Start of DATA SUPPLIED

PR #595, opened 2022-10-05
Deploy Mumbai

scott-silver:
It turns out that when a Github Action adds a commit to a branch, it doesn't trigger the same CI actions as when you push changes. Long thread about it [here](https://github.com/orgs/community/discussions/25702).

So I had to add a vacuous change to trigger CI checks after the new roots were added.

That seems like an important issue, because it means scenarios aren't run against newly-deployed roots.


jflatow:
> It turns out that when a Github Action adds a commit to a branch, it doesn't trigger the same CI actions as when you push changes. Long thread about it [here](https://github.com/orgs/community/discussions/25702).
> 
> So I had to add a vacuous change to trigger CI checks after the new roots were added.
> 
> That seems like an important issue, because it means scenarios aren't run against newly-deployed roots.

I had actually thought of this as almost a feature since we had already run deploy in scenarios and the workflow must/should have been run on a branch passing CI, but I agree it could be good to run again with real roots before merge

README.md
```diff
@@ -253,4 +253,4 @@ contract (or you can deploy a new instance of it yourself):
 Initiating transactions this way via the public mempool will
 [almost certainly get frontrun](https://youtu.be/UZ-NNd6yjFM), but you might be
 able to use [flashbots](https://docs.flashbots.net/) to mask your transactions
-from frontrunners.
\ No newline at end of file
+from frontrunners.
```
kevincheng96, line 256: nit: should we revert this change?

kevincheng96 (approved):
Awesome, can't wait to try it out!

README.md
scott-silver: sure thing. reverted

scott-silver:
We can merge this set of roots, but we have several pending patches to Comet that will not be included (#596 and the incoming sweep functionality). I have an in-progress change that will make some small changes to the Bulker as well.

We can either merge these roots and then run a migration to upgrade once those patches are merged. Or we can just wait until those patches are merged and then redeploy.

jflatow:
> We can merge this set of roots, but we have several pending patches to Comet that will not be included (#596 and the incoming sweep functionality). I have an in-progress change that will make some small changes to the Bulker as well.
> 
> We can either merge these roots and then run a migration to upgrade once those patches are merged. Or we can just wait until those patches are merged and then redeploy.

Let's wait until all the patches are all ready, one of the goals is to have the same version of Comet everywhere, and its nice to avoid the unnecessary migration

scott-silver:
deleted the old roots, rebased and added new roots: https://github.com/compound-finance/comet/actions/runs/3373881750/jobs/5598995780

PR #596, opened 2022-10-06
Proposal to patch in the absorb Transfer event

jflatow:


jflatow:
This will subsume #572 as well

jflatow:
Part of #599

PR #597, opened 2022-10-07
[draft] attempt to get unit tests running again

scott-silver:


hardhat.config.ts
```diff
@@ -232,7 +232,7 @@ const config: HardhatUserConfig = {
   },
 
   paths: {
-    tests: './{test,plugins/deployment_manager/test}',
+    tests: '.test',
```
jflatow, line 235: Whoa, big breaking change!

jflatow:
> This will get tests running locally and in CI, but has the unfortunate side effect that running `yarn test` and `yarn hardhat test` will run two different sets of tests ☹️

Whoa, know why? Isn't `yarn test` just calling `hardhat test`?

> 
> The tests run but fail with:
> 
> ```
> /home/runner/work/comet/comet/node_modules/hardhat/internal/hardhat-network/stack-traces/solidity-errors.js:112
>     return new SolidityCallSite(sourceReference.sourceName, sourceReference.contract, sourceReference.function !== undefined
> ```
> 
> 🍯 This is the error that your Hardhat patch was intended to fix, correct?
> 
> Does the latest release of your forked Hardhat include the patch?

End of DATA SUPPLIED

Where the line containing "Proposal to patch" appears in the records above, begin copying and continue through the last line; copy each line exactly and include no others.

Proposal to patch in the absorb Transfer event

jflatow:


jflatow:
This will subsume #572 as well

jflatow:
Part of #599

PR #597, opened 2022-10-07
[draft] attempt to get unit tests running again

scott-silver:


hardhat.config.ts
```diff
@@ -232,7 +232,7 @@ const config: HardhatUserConfig = {
   },
 
   paths: {
-    tests: './{test,plugins/deployment_manager/test}',
+    tests: '.test',
```
jflatow, line 235: Whoa, big breaking change!

jflatow:
> This will get tests running locally and in CI, but has the unfortunate side effect that running `yarn test` and `yarn hardhat test` will run two different sets of tests ☹️

Whoa, know why? Isn't `yarn test` just calling `hardhat test`?

> 
> The tests run but fail with:
> 
> ```
> /home/runner/work/comet/comet/node_modules/hardhat/internal/hardhat-network/stack-traces/solidity-errors.js:112
>     return new SolidityCallSite(sourceReference.sourceName, sourceReference.contract, sourceReference.function !== undefined
> ```
> 
> 🍯 This is the error that your Hardhat patch was intended to fix, correct?
> 
> Does the latest release of your forked Hardhat include the patch?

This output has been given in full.